Selected clinical studies of antiplatelet therapy and infectionsa
| Study | Study design | Comparison | Outcome |
|---|---|---|---|
| Infective endocarditis | |||
| Chan et al. (11) | Randomized controlled trial | Aspirin (n = 60) vs placebo (n = 55) in patients with IE | No difference in embolic events (OR, 1.62; 95% CI, 0.68–3.86) |
| Anavekar et al. (9) | Single-center retrospective cohort | Chronic antiplatelet therapyb (n = 125) vs none (n = 475) in patients with IE | Fewer embolic events in patients on chronic antiplatelet therapy (aOR, 0.36; 95% CI, 0.19–0.68) |
| Pepin et al. (14) | Single-center retrospective cohort | Chronic antiplatelet therapyc (n = 75) vs none (n = 166) in patients with IE | Lower mortality in patients on chronic antiplatelet therapy (aOR, 0.27; 95% CI, 0.11–0.64) |
| Anavekar et al. (10) | Single-center retrospective cohort, propensity score matched | Chronic antiplatelet therapyb (n = 116) vs none (n = 167) in patients with IE | No difference in embolic events (aOR, 0.71; 95% CI, 0.37–1.36) |
| Pathickal et al. (15) | Single-center retrospective cohort | Chronic anticoagulant/antiplatelet therapyd (n = 20) vs no anticoagulant/antiplatelet therapy (n = 14) in patients with IE | Trend to more embolic events in patients with IE on anticoagulant/antiplatelet therapy (30% vs 7.1% [P = 0.20]) |
| Infections in cardiovascular studies | |||
| Storey et al. (3) | Retrospective cohort | Ticagrelor (n = 9,235) vs clopidogrel (n = 9,186) for DAPT after ACS | Fewer deaths due to sepsis in patients on ticagrelor (7 vs 23 [P = 0.003]) |
| Lupu et al. (6) | Single-center retrospective cohort, propensity score matched | Ticagrelor (n = 2,035) vs clopidogrel (n = 1,874) for DAPT after ACS | Fewer Gram-positive infections with ticagrelor (aHR, 0.36; 95% CI, 0.21–0.61) |
| Butt et al. (7) | Nationwide retrospective cohort | Ticagrelor (n = 20,073) vs clopidogrel (n = 6,533) after PCI | Lower risk of SAB with ticagrelor (ARD, −0.19%; 95% CI, −0.32% to −0.05%) |
| Lee et al. (16) | Population-based cohort, propensity score matched | Ticagrelor (n = 4,759) vs clopidogrel (n = 4,759) after admission for MI | Fewer infectious events in patients on ticagrelor (aHR, 0.74; 95% CI, 0.64–0.85) |
ACS, acute coronary syndrome; aHR, adjusted hazard ratio; aOR, adjusted odds ratio; ARD, absolute risk difference; CI, confidence interval; DAPT, dual antiplatelet therapy; IE, infective endocarditis; MI, myocardial infarction; OR, odds ratio; PCI, percutaneous coronary intervention.
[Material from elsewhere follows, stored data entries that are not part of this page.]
Issue #9320, opened 2020-09-26
p-tree onNodeDrop event dropIndex incorrect when dragging after final node   


LukeHartcher:
```
[ x] bug report => Search github for a similar issue or PR before submitting
[ ] feature request => Please check if request is not on the roadmap already https://github.com/primefaces/primeng/wiki/Roadmap
[ ] support request => Please do not submit support request here, instead see http://forum.primefaces.org/viewforum.php?f=35
```

**Plunkr Case (Bug Reports)**

https://stackblitz.com/edit/primeng-treedragdrop-demo-wnssd9
(Fork of https://stackblitz.com/edit/primeng-treedragdrop-demo)

**Current behavior**
Drag "Documents" to AFTER "Movies"
Console: dropIndex = 2

**Expected behavior**
Drag "Documents" to AFTER "Movies"
Console: dropIndex = 3

**Minimal reproduction of the problem with instructions**
Run StackBLitz Demo
Drag "Documents" to between "Pictures" and "Movies"
Console: dropIndex = 2 (correct)
Restart StackBLitz Demo
Drag "Documents" to AFTER "Movies"
Console: dropIndex = 2 (INCORRECT)

**What is the motivation / use case for changing the behavior?**
Currently the dropIndex=2 when dropped either before or after the final item, so you are unable to determine the exact drop without investigation the new tree. 

**Please tell us about your environment:**
Your current stackblitz demo https://stackblitz.com/edit/primeng-treedragdrop-demo PrimeNG 10.0.0

* **Browser:** [all ]

 
* **Language:** [all]

* **Node (for AoT issues):** `node --version` =

hkjeffchan:
Please merge this ASAP. The inability to determine the exact drop position makes the tree drag and drop function basically unusable.

mertsincan:
Hi,

So sorry for the delayed response! Improvements have been made to many components recently, both in terms of performance and enhancement. Therefore, this improvement may have been developed in another issue ticket without realizing it. You can check this in the documentation. If there is no improvement on this, can you reopen the issue so we can include it in our roadmap? 
Please don't forget to add your feedback as a comment after reopening the issue. These will be taken into account by us and will contribute to the development of this feature. Thanks a lot for your understanding!

Best Regards,

PR #11009, opened 2021-12-27
add possibility to distinguish tree drop targets

### LINKED ISSUE #11008: [p-tree] add possibility to distinguish drop target
```
```

**Plunkr Case (Bug Reports)**
https://stackblitz.com/edit/github-rsyuaf

**Current behavior**

There is no possibility to distinguish whether a droppoint or node was the target of a drop. 

**Expected behavior**

It should be possible to distinguish if a drop occured before, on or after a tree node.

https://stackblitz.com/edit/github-rsyuaf
1. Drag node1 before node2 (droppoint)
2. Drag node1 on node2 (node)

The console will show index 1 in both cases.

In our case, we want to perform different API-requests for tree items depending on whether the drop occurred on or before/after a treenode.
If a node was dropped on another node, the API-Request would use the drop node's id as the parent id for the dragged node.
If a node was dropped before/after another node, the API-Requests would not change the parent id but the order instead.

* **Angular version:** 13.1.1

* **PrimeNG version:** 13.0.3

* **Browser:** all

 
* **Language:** all

ewokhias:
Fixes #11008 (and possibly #9320)

### DIFF
--- a/src/app/components/tree/tree.ts
+++ b/src/app/components/tree/tree.ts
@@ -210,6 +210,7 @@ export class UITreeNode implements OnInit {
                     dragNode: dragNode,
                     dropNode: this.node,
                     index: this.index,
+                    dropPointPosition: position,
                     accept: () => {
                         this.processPointDrop(dropParams);
                     }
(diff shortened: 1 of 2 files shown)


bence-balogh-intland:
Hi @ewokhias,
I'm sorry to see this PR has being closed.
This feature would be essential for us in order to determine the correct position of dropped node.
Can we expect re-open?
Also it would be really-really nice for us, if this could go out in a v14 release (if that's possible).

Antiplatelet therapy included aspirin, dipyridamole, clopidogrel, ticlopidine, or any combination of agents.
Antiplatelet therapy included aspirin, clopidogrel, or a combination of both.
Anticoagulant/antiplatelet therapy included aspirin, clopidogrel, warfarin, apixaban, dabigatran, rivaroxaban, or any combination of agents.
There is an analogous body of literature addressing antiplatelet therapy in infective endocarditis (IE). Platelet activation is critical for vegetation formation, and animal models have shown a protective effect of antiplatelet therapy against IE (8). Among patients with long-term use of antiplatelet therapy for noninfectious indications who subsequently developed endocarditis, embolic events were less common than among patients not on antiplatelet therapy in one cohort (9) but not a subsequent cohort that employed propensity matching (10). Additionally, a small (n = 115) randomized placebo-controlled trial (RCT) studying aspirin use in patients with infective endocarditis did not show reduced embolic events, and the patients may have increased bleeding (11). These studies demonstrate that the role of antiplatelet therapy, including clopidogrel, in the treatment of Gram-positive bacteremia is unsettled, and there is significant value in assessing this in a robust retrospective cohort.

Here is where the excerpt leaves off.